Dendritic processing is paramount in the mammalian olfactory bulb where mitral cells modulate each other via granule cell interneurons that synapse on the mitral cells' lateral dendrites. This motivated us to construct computationally lean multicompartment leaky integrate and fire (LIF) neurons such that each compartment's membrane potential is described by six exponentials.
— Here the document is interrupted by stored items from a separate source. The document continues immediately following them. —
PR #492, opened 2023-10-05
HTTPCLIENT-2302: Add comment to TrustStrategy usage in examples

Marcono1234:
See also discussion in https://issues.apache.org/jira/browse/HTTPCLIENT-2302

This tries to make the user aware that:
- Usage of `TrustStrategy` is optional
- The specific usage in the examples does not prevent man-in-the-middle attacks

Feedback is appreciated!

### DIFF
--- a/httpclient5/src/test/java/org/apache/hc/client5/http/examples/AsyncClientCustomSSL.java
+++ b/httpclient5/src/test/java/org/apache/hc/client5/http/examples/AsyncClientCustomSSL.java
@@ -59,6 +59,11 @@ public class AsyncClientCustomSSL {
     public static void main(final String[] args) throws Exception {
         // Trust standard CA and those trusted by our custom strategy
         final SSLContext sslContext = SSLContexts.custom()
+                // Specify a custom TrustStrategy
+                // Note that this is not needed when the certificate has been issued by a trusted CA,
+                // or when using a custom truststore which contains the certificate chain
+                // Warning: While this example is better than using TrustAllStrategy, it still allows
+                //          man-in-the-middle attacks
                 .loadTrustMaterial((chain, authType) -> {
                     final X509Certificate cert = chain[0];
                     return "CN=httpbin.org".equalsIgnoreCase(cert.getSubjectDN().getName());
--- a/httpclient5/src/test/java/org/apache/hc/client5/http/examples/AsyncClientCustomSSL.java
+++ b/httpclient5/src/test/java/org/apache/hc/client5/http/examples/AsyncClientCustomSSL.java
@@ -60,10 +60,12 @@ public class AsyncClientCustomSSL {
         // Trust standard CA and those trusted by our custom strategy
         final SSLContext sslContext = SSLContexts.custom()
                 // Specify a custom TrustStrategy
-                // Note that this is not needed when the certificate has been issued by a trusted CA,
-                // or when using a custom truststore which contains the certificate chain
-                // Warning: While this example is better than using TrustAllStrategy, it still allows
-                //          man-in-the-middle attacks
+                // Custom TrustStrategy implementations are intended for verification of certificates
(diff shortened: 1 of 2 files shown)


httpclient5/src/test/java/org/apache/hc/client5/http/examples/AsyncClientCustomSSL.java
```diff
@@ -59,6 +59,11 @@ public class AsyncClientCustomSSL {
     public static void main(final String[] args) throws Exception {
         // Trust standard CA and those trusted by our custom strategy
         final SSLContext sslContext = SSLContexts.custom()
+                // Specify a custom TrustStrategy
```
ok2c, line 62: @Marcono1234  Can we start off by saying something like that? " Custom `TrustStrategy`s are intended for verification of certificates whose CA is either non-trusted or is not present in the trust stores used by the system".

Can we re-word "While this example is better than using TrustAllStrategy ..." as "Validation of the server certificate without validation of the entire certificate chain is still preferred to completely disabling of trust verification, however ..." 

Feel free to re-phrase the sentences as you deem appropriate to make it sound more English.

Marcono1234: I think it would still be good to let the comment start with "Specify a custom TrustStrategy" as introduction (followed by your suggestion) to explain that this defines a TrustStrategy. Otherwise, due to usage of the lambda expression, this might not be immediately obvious.

----

> for verification of certificates whose CA is either non-trusted or is not present in the trust stores used by the system

Could this be reworded to something like this to point out using a custom truststore as alternative?

> for verification of certificates whose CA is not trusted by the system, and where specifying a custom truststore containing the certificate chain is not an option.

----

So would the following comment content be ok for you (though it is a bit verbose)?

> Specify a custom TrustStrategy
> Custom TrustStrategy implementations are intended for verification of certificates  whose CA is not trusted by the system, and where specifying a custom truststore containing the certificate chain is not an option.
> Validation of the server certificate without validation of the entire certificate chain is preferred to completely disabling trust verification, however this \*still allows man-in-the-middle attacks\*.

----

Also, should this use line comments (`//`) or would you prefer to have this in a single block comment (`/* ... */`)?

To me the wording you proposed sounds fine, but I am not a native English speaker.

ok2c: > So would the following comment content be ok for you (though it is a bit verbose)?

@Marcono1234 I disagree with your emphasis on the use of trust stores as somehow being the preferred method. It is not any more secure, it is just simpler, that is all. I personally would not phrase it this way, but I can live with it.

Marcono1234: > It is not any more secure, it is just simpler, that is all.

I was thinking in the context of trusted custom CAs, but you are right, there might be other cases where using a custom truststore instead of a `TrustStrategy` is not necessarily more secure (but probably also not less secure?).

> it is just simpler

To me it feels like sadly the opposite is the case; writing a custom `TrustStrategy` is easy (even if logic inside it might be complex), compared to all the overhead of obtaining the certificate chain of your server as file, reading the certificate files, importing them into a `KeyStore`, and then specifying the `KeyStore` as truststore.

And if you want to trust the certificate chain *in addition* to the CAs trusted by default by the JRE, then it becomes even more complicated because it is your responsibility as user to obtain a `KeyStore` containing these JRE root CAs and merging them, see [this question](https://stackoverflow.com/q/24555890).

Of course you could also consider modifying the `cacerts` file of the JDK installation but that approach is not portable.

> I personally would not phrase it this way, but I can live with it.

Feel free to adjust the changes on this branch (you have write access to this branch), or after you merged the changes.

PR #497, opened 2023-10-24
Refactor RequestIfRange class to use DateUtils for date parsing.

arturobernalg:
* Updates the RequestIfRange class to utilize DateUtils for parsing standard HTTP dates.
* Optimize time difference check in RequestIfRange with Instant API.

### DIFF
--- a/httpclient5/src/main/java/org/apache/hc/client5/http/protocol/RequestIfRange.java
+++ b/httpclient5/src/main/java/org/apache/hc/client5/http/protocol/RequestIfRange.java
@@ -30,10 +30,9 @@ package org.apache.hc.client5.http.protocol;
 
 
 import java.io.IOException;
-import java.time.Duration;
 import java.time.Instant;
-import java.time.format.DateTimeFormatter;
 
+import org.apache.hc.client5.http.utils.DateUtils;
 import org.apache.hc.core5.annotation.Contract;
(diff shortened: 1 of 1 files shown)


httpclient5/src/main/java/org/apache/hc/client5/http/protocol/RequestIfRange.java
```diff
@@ -121,36 +113,21 @@ public void process(final HttpRequest request, final EntityDetails entity, final
...
         }
 
-        final Header dateHeader = request.getFirstHeader(HttpHeaders.DATE);
+        final Instant dateHeader = DateUtils.parseStandardDate(request, HttpHeaders.DATE);
 
         if (dateHeader == null) {
             return;
         }
 
+        final Instant lastModifiedHeader = DateUtils.parseStandardDate(request, HttpHeaders.LAST_MODIFIED);
```
ok2c, line 122: @arturobernalg `lastModifiedHeader` is likely not the best name now. `lastModified`?

ok2c (approved):

httpclient5/src/main/java/org/apache/hc/client5/http/protocol/RequestIfRange.java
arturobernalg: @ok2c Agree.
Changed.

PR #498, opened 2023-10-31
Add Zstd support to ContentCompressionExec.

arturobernalg:
This update allows automatic selection of Zstd as a compression algorithm when available.

### DIFF
--- a/httpclient5-testing/src/test/java/org/apache/hc/client5/testing/sync/TestRedirects.java
+++ b/httpclient5-testing/src/test/java/org/apache/hc/client5/testing/sync/TestRedirects.java
@@ -27,9 +27,11 @@
 package org.apache.hc.client5.testing.sync;
 
 import static org.hamcrest.MatcherAssert.assertThat;
+import static org.hamcrest.Matchers.containsInAnyOrder;
 
 import java.io.IOException;
 import java.net.URI;
+import java.util.Arrays;
 import java.util.Collections;
 import java.util.Queue;
 import java.util.concurrent.ConcurrentLinkedQueue;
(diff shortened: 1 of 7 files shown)


garydgregory:
Why not do this through Commons Compress?

arturobernalg:
> Why not do this through Commons Compress?

In general  keep it simple. Adding a direct dependency on the Zstd library is a straightforward way to enable ``'Zstd' compression without the overhead of an additional module.

ok2c:
@arturobernalg [Zstd](https://github.com/luben/zstd-jni#zstd) appears to be [BSD Licensed](https://github.com/luben/zstd-jni/blob/master/LICENSE). It _should_ be compatible with ASLv2 but I am afraid this needs to be double-checked. 

Why indeed not using Apache Compress if it provides compatible compression codec?

garydgregory:
Hi all,

Commons Compress depends on the same lib BUT provides a facade API for all its archive and compressed file formats.

ok2c:
> Hi all,
> 
> Commons Compress depends on the same lib BUT provides a facade API for all its archive and compressed file formats.

@garydgregory Got it. Thank you.

arturobernalg:
> @arturobernalg [Zstd](https://github.com/luben/zstd-jni#zstd) appears to be [BSD Licensed](https://github.com/luben/zstd-jni/blob/master/LICENSE). It _should_ be compatible with ASLv2 but I am afraid this needs to be double-checked.
> 
> Why indeed not using Apache Compress if it provides compatible compression codec?

Well, my initial approach was to directly integrate the Zstd library to provide a  direct and potentially efficient solution. I see what i can do.

Thank you

ok2c:
@arturobernalg Could you please change the target branch to `master` so I could delete obsolete `5.4.x`?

This enables the model to avoid differential equations and calculate the membrane potential only upon receiving synaptic events and, like the LIF point neuron, employs simple rules for propagating and attenuating dendritic action potentials.

Methods and results

We first demonstrate the application of a multiexponential fitting algorithm [1] by casting the passive infinite cable response to a delta function at various normalized distances as a sum of six exponential functions. Because the multi-exponential fit is so accurate (see Figure 1 for normalized distances of X = 1 and X = 3), we, in turn, account for branching, tapering, and reflections in finite cables by employing a variant of the method proposed by Abbott [2], using our six exponentials as our "Green's function". Multicompartment cells built with these exponentials then process new events simply by updating the magnitudes of a compartment's six exponential functions.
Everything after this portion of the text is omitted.